=== Begin Enclosure ===

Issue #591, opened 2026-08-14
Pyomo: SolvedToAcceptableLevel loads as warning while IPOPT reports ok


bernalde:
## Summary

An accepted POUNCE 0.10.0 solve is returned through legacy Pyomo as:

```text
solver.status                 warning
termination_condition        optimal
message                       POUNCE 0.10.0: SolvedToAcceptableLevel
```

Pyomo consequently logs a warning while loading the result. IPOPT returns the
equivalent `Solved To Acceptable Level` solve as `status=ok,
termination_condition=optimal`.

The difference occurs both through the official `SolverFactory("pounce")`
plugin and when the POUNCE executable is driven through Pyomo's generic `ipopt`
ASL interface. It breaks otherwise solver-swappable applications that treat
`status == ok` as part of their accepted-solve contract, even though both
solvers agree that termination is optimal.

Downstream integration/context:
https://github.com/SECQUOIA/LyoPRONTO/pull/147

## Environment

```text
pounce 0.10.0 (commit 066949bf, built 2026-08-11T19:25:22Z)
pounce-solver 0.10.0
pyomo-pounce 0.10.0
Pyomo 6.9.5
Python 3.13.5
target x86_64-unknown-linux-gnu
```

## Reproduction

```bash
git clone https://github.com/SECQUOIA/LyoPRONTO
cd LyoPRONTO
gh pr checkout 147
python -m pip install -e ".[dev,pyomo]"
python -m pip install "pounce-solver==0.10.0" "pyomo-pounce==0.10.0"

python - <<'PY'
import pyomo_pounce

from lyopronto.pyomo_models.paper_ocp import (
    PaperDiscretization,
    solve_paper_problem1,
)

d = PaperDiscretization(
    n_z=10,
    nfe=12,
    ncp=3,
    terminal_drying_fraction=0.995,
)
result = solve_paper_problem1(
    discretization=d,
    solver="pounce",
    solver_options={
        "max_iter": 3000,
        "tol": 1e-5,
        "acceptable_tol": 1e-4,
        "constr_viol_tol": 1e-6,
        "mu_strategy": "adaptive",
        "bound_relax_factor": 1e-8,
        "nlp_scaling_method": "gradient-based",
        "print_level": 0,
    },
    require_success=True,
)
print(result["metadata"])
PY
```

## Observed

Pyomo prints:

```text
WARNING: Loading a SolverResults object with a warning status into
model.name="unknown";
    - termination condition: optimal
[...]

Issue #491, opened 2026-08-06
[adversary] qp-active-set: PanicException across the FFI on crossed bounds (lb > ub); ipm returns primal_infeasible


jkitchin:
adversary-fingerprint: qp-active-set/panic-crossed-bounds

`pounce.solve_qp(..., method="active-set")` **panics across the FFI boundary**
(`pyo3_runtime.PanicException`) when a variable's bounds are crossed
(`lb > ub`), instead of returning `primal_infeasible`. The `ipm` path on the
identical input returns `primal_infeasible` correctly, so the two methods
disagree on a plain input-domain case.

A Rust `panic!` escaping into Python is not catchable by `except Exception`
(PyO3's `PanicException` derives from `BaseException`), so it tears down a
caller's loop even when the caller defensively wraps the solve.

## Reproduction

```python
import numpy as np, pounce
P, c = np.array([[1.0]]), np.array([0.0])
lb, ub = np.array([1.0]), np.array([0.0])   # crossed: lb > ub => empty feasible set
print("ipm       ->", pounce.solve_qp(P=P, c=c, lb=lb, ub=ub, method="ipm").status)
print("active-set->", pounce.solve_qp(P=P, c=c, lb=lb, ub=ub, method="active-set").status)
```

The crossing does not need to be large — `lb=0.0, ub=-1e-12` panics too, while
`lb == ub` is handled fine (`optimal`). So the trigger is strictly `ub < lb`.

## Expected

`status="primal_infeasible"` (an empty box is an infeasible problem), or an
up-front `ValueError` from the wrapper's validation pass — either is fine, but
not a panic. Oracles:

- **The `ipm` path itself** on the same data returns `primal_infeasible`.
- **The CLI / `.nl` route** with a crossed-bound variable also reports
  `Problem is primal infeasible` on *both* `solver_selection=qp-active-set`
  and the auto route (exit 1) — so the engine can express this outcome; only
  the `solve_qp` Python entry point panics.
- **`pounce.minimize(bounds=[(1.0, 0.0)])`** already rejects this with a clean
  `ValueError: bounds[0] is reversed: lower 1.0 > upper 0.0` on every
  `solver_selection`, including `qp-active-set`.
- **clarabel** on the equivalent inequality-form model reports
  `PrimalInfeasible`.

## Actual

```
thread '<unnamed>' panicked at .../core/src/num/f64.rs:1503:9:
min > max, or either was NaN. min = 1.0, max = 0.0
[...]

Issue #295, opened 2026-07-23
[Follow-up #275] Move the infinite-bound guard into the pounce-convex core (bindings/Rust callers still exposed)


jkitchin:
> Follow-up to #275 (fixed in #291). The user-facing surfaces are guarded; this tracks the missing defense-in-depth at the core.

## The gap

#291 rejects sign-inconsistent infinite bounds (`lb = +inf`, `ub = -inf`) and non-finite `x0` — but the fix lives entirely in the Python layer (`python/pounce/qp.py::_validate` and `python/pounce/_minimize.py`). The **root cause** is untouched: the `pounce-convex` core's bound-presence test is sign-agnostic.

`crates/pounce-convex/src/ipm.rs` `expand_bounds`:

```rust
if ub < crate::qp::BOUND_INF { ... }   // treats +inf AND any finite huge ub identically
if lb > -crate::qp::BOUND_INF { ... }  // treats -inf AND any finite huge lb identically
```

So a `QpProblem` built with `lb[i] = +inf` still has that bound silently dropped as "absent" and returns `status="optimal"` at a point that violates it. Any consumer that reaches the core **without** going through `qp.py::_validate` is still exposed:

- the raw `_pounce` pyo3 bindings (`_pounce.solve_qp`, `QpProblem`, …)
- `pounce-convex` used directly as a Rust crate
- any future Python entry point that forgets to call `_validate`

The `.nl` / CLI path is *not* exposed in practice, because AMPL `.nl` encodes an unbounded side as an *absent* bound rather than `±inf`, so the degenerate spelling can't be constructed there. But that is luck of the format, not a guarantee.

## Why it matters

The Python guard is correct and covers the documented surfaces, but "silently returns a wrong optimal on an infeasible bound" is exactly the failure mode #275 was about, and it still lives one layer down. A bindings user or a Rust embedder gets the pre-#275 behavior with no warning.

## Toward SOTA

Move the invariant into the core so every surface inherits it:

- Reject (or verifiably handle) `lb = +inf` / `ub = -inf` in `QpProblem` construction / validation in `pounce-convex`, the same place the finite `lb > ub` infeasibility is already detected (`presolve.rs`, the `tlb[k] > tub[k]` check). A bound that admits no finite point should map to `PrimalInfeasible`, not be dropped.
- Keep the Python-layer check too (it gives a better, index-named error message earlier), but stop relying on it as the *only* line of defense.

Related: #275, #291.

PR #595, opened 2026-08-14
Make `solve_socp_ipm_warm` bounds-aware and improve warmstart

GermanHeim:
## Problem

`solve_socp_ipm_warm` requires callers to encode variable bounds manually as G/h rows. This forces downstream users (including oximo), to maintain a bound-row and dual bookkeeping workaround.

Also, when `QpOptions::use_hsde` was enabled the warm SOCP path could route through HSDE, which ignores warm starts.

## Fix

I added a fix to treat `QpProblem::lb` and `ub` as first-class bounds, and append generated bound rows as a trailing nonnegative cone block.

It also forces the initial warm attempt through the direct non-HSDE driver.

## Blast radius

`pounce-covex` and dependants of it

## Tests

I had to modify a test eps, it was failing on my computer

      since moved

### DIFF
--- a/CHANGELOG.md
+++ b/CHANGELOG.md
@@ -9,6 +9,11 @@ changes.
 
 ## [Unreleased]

=== End Enclosure ===

#### [WORK REQUEST]
Go through the listing above and return every line where the word "SECQUOIA" occurs.

#### [FINISHED EXERCISE]
https://github.com/SECQUOIA/LyoPRONTO/pull/147
git clone https://github.com/SECQUOIA/LyoPRONTO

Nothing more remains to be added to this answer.